ASSIGNMENT
Count only the lines of the records that hold "getVaSetRows", then give the number without any other words.

RECORDED INFORMATION
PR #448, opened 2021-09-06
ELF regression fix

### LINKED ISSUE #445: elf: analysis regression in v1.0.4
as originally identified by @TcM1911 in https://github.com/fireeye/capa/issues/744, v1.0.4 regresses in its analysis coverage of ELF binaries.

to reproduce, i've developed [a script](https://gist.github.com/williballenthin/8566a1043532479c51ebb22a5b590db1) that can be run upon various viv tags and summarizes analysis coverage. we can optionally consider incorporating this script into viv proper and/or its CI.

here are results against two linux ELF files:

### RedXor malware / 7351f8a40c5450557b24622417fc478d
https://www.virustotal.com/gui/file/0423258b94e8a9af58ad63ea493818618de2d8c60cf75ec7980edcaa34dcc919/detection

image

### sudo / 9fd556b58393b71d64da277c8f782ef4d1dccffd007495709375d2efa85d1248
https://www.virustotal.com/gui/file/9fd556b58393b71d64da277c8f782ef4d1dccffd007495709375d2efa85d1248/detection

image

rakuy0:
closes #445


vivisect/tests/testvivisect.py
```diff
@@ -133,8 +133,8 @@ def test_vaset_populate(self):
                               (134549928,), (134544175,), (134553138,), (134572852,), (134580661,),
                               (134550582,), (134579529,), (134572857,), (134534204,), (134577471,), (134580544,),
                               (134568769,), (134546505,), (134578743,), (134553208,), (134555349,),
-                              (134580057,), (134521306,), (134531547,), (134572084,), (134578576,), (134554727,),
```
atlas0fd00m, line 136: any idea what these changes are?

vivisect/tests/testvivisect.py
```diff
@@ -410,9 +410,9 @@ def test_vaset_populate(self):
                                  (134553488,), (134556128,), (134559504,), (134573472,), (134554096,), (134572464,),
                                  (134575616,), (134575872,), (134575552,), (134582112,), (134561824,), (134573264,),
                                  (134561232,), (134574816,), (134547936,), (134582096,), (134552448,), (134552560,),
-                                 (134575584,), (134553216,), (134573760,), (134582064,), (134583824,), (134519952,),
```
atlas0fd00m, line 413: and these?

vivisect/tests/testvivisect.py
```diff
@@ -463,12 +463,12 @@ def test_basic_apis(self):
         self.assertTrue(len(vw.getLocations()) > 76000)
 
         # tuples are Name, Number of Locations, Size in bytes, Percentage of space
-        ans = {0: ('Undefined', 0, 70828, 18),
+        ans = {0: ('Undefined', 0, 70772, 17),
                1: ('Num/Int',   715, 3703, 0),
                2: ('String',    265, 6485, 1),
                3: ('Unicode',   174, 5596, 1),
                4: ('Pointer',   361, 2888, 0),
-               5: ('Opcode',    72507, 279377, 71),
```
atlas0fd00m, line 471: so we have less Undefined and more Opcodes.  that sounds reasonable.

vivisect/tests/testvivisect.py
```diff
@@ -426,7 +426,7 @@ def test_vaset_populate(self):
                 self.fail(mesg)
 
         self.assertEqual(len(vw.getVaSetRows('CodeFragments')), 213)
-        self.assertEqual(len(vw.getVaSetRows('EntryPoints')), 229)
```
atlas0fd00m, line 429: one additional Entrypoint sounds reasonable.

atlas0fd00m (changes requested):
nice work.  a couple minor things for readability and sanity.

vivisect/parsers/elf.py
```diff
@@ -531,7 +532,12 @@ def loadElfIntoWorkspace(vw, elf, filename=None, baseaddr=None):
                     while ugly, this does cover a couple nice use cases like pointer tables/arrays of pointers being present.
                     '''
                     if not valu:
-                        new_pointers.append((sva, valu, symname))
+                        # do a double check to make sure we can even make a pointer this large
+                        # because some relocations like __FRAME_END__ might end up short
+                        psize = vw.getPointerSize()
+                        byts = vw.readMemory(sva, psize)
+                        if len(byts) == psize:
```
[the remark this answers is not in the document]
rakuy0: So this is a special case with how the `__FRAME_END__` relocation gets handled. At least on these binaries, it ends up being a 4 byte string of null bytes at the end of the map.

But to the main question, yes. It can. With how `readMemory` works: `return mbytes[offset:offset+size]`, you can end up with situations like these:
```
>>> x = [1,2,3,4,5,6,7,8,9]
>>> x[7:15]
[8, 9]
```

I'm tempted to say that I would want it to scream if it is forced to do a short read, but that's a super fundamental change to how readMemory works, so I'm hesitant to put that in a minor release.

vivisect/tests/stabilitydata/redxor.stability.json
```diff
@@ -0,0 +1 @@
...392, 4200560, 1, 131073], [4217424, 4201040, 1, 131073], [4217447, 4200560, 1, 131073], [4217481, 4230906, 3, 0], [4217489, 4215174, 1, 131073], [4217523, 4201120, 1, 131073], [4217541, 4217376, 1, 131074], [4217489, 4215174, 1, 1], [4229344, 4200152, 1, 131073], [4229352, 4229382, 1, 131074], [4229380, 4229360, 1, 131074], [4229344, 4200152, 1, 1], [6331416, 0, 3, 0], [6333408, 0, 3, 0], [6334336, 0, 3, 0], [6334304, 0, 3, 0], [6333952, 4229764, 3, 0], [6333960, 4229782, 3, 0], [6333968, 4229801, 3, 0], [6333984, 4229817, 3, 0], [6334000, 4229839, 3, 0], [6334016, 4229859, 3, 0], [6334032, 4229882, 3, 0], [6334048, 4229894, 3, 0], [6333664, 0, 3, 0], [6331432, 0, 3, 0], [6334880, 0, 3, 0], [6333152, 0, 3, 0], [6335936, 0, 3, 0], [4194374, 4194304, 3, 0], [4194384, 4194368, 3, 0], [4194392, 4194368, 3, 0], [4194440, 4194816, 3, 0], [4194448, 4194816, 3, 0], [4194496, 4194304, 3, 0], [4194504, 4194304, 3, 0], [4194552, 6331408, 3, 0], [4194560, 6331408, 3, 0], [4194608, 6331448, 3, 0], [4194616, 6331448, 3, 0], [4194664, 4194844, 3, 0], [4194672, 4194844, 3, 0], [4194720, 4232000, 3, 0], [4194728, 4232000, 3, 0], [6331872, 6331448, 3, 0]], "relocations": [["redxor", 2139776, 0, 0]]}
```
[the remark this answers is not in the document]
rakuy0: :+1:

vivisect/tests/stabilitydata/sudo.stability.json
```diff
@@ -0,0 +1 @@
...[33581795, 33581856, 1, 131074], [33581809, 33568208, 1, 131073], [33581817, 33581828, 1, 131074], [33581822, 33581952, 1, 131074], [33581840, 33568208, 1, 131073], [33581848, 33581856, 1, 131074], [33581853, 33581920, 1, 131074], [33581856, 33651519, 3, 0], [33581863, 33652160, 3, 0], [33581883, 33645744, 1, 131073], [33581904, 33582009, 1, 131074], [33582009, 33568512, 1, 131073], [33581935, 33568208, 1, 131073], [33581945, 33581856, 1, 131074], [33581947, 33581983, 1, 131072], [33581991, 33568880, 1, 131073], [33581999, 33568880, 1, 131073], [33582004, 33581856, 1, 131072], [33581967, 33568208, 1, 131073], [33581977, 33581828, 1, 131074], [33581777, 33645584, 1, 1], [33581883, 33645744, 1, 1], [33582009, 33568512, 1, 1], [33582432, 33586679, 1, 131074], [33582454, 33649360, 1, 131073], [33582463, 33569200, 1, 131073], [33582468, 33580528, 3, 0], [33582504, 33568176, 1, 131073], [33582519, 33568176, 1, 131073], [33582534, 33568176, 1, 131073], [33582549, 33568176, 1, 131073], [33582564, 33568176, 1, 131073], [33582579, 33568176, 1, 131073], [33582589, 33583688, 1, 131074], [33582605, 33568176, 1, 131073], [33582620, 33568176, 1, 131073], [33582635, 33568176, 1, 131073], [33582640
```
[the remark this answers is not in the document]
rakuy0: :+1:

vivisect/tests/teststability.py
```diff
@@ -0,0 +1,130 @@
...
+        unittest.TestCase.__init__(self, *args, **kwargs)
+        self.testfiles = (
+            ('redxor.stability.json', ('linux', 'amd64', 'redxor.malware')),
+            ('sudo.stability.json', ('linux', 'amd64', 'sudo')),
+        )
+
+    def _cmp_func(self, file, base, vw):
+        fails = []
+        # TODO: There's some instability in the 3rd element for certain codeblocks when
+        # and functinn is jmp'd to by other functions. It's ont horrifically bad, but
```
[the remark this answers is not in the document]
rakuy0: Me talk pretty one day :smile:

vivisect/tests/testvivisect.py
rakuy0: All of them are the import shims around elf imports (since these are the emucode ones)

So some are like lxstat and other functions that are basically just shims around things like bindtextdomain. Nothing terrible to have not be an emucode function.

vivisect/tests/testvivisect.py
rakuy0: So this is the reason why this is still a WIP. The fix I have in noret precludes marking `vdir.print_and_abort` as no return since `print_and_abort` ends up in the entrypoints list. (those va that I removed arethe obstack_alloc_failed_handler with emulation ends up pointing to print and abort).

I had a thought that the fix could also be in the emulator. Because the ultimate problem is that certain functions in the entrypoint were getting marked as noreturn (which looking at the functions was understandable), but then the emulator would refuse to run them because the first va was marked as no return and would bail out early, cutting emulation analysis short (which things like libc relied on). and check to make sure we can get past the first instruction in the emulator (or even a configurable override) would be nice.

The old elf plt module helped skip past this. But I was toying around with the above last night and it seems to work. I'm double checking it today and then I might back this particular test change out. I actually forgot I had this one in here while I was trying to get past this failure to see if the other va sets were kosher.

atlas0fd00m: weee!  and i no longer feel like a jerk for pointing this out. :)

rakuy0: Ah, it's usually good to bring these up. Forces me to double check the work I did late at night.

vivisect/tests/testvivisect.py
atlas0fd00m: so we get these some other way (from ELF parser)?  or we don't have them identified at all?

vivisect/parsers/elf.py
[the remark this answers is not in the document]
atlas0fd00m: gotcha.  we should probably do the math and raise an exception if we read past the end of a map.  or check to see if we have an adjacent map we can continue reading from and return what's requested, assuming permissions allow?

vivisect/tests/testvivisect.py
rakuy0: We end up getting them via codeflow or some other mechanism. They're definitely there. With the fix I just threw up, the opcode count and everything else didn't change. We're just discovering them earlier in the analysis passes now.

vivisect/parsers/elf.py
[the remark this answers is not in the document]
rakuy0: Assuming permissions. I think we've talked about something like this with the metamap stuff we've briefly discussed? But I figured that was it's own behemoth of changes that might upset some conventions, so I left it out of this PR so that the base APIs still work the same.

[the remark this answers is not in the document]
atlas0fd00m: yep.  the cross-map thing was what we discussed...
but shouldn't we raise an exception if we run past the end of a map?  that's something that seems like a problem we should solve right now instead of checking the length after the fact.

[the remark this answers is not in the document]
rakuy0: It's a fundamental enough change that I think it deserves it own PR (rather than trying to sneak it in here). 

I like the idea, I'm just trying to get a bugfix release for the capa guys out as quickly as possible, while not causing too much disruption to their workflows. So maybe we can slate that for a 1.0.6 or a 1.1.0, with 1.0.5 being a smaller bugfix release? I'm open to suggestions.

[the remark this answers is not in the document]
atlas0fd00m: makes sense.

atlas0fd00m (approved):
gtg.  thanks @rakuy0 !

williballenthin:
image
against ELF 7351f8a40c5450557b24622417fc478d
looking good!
* * *
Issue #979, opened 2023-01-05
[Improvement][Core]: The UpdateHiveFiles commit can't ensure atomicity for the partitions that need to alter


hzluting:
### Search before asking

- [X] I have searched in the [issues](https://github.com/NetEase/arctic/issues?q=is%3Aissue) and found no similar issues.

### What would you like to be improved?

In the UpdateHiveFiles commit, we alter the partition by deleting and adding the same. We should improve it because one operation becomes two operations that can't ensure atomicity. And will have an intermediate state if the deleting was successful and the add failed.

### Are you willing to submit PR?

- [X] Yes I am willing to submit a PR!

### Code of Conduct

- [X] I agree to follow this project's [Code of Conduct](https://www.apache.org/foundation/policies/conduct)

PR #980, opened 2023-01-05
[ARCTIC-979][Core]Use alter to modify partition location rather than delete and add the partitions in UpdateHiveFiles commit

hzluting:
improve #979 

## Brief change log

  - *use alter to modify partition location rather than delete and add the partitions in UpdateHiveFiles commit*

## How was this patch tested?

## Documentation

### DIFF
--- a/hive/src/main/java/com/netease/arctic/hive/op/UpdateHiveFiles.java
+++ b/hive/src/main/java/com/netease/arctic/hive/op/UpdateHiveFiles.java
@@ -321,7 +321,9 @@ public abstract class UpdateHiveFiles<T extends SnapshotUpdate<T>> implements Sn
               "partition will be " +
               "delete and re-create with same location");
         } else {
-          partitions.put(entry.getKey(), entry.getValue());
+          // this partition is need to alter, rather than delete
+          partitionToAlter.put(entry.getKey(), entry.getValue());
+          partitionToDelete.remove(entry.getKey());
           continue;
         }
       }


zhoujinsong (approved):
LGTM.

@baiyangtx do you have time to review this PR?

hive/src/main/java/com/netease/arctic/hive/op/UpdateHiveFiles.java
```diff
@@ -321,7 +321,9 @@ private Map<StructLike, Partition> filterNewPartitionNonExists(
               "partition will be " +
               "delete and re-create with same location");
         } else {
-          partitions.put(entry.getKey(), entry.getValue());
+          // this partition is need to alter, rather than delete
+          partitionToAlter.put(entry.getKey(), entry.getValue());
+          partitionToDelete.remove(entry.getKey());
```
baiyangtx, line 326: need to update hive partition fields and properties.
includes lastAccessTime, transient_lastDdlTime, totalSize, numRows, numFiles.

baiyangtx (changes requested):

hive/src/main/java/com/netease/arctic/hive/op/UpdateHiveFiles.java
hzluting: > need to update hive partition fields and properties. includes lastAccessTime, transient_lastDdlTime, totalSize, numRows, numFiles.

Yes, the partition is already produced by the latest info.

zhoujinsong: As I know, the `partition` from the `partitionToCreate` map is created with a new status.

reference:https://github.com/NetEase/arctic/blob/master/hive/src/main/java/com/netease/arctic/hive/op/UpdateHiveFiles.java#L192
...
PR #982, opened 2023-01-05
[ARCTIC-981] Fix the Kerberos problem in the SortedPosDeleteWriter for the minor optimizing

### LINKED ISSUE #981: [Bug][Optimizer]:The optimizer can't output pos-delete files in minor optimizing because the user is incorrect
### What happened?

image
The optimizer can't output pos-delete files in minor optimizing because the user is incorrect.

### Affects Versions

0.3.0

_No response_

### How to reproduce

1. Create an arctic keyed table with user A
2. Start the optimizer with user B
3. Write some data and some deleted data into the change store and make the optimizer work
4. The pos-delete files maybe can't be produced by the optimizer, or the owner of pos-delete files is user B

SOLUTION FOR THIS PROBLEM
2